Please find all lines in the data that hold the string "there" and copy them.
Source records section start
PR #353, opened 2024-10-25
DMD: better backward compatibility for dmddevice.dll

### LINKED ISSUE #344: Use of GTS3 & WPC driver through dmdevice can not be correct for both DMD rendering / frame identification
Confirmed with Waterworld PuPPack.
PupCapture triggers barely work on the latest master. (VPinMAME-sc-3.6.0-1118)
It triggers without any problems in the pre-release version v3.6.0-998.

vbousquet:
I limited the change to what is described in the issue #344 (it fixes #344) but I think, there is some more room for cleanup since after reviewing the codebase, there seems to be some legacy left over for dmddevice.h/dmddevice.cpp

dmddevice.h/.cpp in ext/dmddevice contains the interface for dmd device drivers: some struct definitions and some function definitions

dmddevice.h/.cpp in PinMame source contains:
Source records section end
Source records section start
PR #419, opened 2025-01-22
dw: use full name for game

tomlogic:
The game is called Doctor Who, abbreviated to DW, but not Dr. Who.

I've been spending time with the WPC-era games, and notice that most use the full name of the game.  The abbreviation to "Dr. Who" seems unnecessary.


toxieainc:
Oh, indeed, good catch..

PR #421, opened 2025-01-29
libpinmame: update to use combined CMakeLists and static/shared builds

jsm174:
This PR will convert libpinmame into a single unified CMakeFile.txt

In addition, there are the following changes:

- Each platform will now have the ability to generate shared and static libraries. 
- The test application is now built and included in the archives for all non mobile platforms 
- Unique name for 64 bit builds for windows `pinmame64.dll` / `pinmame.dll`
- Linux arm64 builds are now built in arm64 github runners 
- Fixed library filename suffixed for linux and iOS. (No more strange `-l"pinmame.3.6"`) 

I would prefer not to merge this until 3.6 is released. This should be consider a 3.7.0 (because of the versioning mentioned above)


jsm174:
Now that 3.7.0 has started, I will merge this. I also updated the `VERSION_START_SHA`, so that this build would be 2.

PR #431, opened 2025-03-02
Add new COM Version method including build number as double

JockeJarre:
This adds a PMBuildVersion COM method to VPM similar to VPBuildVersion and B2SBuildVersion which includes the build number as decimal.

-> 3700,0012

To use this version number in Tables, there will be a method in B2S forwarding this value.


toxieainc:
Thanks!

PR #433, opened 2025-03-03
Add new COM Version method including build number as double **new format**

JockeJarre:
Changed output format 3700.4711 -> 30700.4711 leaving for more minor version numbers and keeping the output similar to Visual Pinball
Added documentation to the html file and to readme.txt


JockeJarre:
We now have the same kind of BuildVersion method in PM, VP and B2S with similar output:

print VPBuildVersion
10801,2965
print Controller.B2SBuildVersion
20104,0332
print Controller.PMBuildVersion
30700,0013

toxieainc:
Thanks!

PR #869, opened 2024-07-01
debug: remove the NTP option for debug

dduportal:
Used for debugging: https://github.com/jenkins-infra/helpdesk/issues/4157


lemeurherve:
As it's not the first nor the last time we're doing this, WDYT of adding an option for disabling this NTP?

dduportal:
Source records section end
» **Answer to this problem**:
I limited the change to what is described in the issue #344 (it fixes #344) but I think, there is some more room for cleanup since after reviewing the codebase, there seems to be some legacy left over for dmddevice.h/dmddevice.cpp
In addition, there are the following changes:
To use this version number in Tables, there will be a method in B2S forwarding this value.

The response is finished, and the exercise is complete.